Nothing outside the range below should be printed. Output exactly the lines from the line with "Route any part" to the line with "- attached HTML", both included.

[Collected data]
★ ★ ★ ★

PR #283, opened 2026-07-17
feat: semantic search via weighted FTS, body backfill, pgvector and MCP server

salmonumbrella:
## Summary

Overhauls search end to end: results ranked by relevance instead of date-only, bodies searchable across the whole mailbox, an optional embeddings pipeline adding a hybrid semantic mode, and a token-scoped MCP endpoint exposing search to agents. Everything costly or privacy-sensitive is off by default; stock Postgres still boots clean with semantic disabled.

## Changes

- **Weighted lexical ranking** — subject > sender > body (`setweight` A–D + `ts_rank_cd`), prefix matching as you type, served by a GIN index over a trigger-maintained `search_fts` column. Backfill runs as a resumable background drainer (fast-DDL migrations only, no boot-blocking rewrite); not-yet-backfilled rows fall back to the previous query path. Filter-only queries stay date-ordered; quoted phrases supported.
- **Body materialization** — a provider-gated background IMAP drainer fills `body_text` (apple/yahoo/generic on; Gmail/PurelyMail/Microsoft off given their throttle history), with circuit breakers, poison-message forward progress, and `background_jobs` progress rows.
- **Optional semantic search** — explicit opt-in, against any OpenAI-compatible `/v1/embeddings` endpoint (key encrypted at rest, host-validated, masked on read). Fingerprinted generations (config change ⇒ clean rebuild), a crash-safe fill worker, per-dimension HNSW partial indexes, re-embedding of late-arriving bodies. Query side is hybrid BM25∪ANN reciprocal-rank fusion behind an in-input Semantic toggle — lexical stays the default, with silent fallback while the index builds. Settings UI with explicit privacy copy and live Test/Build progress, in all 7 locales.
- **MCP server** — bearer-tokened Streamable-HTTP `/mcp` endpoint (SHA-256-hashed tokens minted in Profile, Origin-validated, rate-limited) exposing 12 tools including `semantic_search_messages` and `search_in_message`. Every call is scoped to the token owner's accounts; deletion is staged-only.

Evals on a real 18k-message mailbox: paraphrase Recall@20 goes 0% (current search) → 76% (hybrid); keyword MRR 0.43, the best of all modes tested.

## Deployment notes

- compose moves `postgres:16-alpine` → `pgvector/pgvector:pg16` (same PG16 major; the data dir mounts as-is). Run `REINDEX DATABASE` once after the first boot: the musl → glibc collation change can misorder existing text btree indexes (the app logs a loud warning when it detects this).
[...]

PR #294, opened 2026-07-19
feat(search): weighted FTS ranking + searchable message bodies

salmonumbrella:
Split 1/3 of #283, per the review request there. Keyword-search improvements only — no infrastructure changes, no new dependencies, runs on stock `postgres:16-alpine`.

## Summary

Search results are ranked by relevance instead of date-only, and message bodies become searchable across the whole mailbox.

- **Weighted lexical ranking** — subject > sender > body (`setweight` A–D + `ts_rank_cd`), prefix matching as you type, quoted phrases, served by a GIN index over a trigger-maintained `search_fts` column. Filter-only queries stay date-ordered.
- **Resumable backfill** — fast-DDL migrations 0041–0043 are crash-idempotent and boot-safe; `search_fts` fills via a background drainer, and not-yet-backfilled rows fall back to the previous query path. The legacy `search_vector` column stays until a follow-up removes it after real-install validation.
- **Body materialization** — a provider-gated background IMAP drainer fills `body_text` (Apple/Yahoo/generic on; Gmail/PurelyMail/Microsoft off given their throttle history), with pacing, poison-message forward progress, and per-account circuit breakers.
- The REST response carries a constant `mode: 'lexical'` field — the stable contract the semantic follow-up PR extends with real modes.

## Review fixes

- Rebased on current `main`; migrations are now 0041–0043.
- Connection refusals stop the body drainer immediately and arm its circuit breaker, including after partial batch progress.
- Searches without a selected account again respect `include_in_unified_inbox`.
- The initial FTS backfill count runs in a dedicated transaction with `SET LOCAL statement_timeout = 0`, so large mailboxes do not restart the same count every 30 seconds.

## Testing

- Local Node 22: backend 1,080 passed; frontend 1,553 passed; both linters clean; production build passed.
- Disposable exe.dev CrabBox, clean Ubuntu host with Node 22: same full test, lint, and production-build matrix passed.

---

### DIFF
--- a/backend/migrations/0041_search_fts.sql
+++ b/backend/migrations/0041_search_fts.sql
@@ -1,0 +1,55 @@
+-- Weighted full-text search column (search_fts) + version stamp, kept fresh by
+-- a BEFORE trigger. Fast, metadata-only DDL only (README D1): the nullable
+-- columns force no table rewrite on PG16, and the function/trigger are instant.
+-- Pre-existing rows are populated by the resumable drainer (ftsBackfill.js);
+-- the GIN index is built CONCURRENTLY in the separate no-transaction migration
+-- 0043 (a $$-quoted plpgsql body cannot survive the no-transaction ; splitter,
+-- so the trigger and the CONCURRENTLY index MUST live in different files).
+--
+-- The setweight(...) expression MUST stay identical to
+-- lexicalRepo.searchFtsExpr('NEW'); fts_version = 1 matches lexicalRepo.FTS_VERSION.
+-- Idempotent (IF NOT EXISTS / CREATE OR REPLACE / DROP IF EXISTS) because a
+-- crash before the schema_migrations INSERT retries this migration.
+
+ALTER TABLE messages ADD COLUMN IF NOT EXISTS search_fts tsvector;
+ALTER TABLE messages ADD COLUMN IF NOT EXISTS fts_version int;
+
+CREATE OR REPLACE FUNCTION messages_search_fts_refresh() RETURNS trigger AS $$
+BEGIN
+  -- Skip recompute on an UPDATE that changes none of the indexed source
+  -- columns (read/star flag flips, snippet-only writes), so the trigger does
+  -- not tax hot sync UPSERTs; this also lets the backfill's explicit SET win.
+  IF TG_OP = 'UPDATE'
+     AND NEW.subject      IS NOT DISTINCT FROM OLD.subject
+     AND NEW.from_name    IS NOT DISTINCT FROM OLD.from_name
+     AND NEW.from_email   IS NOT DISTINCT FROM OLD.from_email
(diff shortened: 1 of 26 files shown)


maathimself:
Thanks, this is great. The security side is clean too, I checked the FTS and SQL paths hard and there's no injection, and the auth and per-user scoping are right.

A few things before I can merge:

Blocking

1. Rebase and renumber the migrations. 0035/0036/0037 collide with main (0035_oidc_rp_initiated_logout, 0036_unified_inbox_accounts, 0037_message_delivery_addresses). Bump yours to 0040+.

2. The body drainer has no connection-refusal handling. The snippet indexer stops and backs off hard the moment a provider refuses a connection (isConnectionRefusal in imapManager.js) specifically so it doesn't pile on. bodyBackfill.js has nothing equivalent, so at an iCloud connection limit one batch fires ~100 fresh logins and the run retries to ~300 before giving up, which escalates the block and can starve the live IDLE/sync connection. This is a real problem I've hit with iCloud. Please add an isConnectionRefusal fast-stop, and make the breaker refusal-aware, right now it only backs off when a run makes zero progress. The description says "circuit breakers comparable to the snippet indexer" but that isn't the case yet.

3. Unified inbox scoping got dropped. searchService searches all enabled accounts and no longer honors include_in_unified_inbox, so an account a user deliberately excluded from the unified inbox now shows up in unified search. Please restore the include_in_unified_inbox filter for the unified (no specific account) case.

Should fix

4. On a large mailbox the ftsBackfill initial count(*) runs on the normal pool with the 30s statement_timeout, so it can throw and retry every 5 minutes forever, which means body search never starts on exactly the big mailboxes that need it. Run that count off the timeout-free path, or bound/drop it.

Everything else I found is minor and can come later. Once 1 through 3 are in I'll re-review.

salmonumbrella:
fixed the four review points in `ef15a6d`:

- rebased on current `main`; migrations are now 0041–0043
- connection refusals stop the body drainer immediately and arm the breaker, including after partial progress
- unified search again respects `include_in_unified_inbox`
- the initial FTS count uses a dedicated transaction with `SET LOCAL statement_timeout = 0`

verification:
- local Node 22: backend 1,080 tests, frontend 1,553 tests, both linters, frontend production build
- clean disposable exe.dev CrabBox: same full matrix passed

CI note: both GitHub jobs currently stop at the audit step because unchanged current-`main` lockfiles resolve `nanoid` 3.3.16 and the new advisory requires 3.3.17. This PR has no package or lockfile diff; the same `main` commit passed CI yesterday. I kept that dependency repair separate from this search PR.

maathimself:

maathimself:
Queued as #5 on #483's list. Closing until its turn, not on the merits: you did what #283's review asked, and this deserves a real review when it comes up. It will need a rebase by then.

★ ★ ★ ★

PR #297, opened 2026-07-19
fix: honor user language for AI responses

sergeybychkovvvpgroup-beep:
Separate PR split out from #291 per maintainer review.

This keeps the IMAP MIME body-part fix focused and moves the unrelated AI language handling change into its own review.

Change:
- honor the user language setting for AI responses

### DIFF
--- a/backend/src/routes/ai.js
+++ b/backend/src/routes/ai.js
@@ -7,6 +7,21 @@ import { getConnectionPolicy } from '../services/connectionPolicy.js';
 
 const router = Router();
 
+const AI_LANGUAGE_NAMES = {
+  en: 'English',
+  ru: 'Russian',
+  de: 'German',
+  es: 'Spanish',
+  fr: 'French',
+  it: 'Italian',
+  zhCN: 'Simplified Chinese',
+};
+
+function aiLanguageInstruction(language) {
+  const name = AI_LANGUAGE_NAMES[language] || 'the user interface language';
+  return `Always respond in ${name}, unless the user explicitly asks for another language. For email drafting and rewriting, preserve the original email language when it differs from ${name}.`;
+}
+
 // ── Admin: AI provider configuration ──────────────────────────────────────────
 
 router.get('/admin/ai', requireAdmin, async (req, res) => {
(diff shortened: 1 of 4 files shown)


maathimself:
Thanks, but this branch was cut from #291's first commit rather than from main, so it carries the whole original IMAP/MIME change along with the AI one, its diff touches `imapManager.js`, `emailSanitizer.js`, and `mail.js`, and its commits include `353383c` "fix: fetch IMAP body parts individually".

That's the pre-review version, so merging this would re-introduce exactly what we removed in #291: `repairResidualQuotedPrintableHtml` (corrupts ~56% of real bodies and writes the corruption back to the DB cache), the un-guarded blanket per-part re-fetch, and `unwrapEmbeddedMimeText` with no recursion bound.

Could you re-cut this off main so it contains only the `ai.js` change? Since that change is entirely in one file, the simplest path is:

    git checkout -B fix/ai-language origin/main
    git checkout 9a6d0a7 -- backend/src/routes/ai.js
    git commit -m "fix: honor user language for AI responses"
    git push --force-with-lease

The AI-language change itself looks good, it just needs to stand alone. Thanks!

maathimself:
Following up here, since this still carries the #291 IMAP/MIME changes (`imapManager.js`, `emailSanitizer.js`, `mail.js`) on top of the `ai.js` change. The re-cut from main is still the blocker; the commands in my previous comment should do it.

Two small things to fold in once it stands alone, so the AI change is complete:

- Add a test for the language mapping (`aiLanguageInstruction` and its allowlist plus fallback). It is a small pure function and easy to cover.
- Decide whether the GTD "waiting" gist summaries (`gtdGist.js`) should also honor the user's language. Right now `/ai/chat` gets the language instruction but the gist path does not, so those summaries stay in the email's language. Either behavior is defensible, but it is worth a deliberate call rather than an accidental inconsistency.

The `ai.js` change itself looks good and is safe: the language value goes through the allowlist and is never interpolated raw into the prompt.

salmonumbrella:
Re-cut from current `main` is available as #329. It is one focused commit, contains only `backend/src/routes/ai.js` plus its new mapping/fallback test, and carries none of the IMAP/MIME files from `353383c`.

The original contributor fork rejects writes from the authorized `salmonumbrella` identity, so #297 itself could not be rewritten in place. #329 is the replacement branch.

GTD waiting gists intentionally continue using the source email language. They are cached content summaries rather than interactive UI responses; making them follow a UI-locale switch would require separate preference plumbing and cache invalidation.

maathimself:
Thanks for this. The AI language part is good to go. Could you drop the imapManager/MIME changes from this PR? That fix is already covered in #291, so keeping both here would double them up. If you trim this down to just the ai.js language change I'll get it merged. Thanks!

★ ★ ★ ★

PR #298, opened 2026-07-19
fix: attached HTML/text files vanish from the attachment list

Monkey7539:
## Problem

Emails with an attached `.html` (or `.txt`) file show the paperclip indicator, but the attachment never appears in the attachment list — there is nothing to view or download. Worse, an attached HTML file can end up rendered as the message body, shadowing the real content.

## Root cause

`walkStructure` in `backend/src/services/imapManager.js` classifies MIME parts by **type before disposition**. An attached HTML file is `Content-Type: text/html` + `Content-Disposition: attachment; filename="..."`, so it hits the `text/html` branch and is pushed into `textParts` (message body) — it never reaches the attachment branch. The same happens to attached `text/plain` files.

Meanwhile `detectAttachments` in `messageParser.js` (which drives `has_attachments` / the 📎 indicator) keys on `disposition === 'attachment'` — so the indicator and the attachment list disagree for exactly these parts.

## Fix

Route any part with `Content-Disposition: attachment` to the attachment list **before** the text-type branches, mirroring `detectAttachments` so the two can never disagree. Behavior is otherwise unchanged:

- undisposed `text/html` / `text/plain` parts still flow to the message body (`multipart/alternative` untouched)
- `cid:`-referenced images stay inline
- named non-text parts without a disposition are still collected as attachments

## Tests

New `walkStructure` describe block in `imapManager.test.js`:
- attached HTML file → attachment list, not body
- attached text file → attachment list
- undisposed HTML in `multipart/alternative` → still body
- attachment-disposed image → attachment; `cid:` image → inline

★ ★ ★ ★

**YOUR SOLUTION**
Route any part with `Content-Disposition: attachment` to the attachment list **before** the text-type branches, mirroring `detectAttachments` so the two can never disagree. Behavior is otherwise unchanged:

- undisposed `text/html` / `text/plain` parts still flow to the message body (`multipart/alternative` untouched)
- `cid:`-referenced images stay inline
- named non-text parts without a disposition are still collected as attachments

## Tests

New `walkStructure` describe block in `imapManager.test.js`:
- attached HTML file → attachment list, not body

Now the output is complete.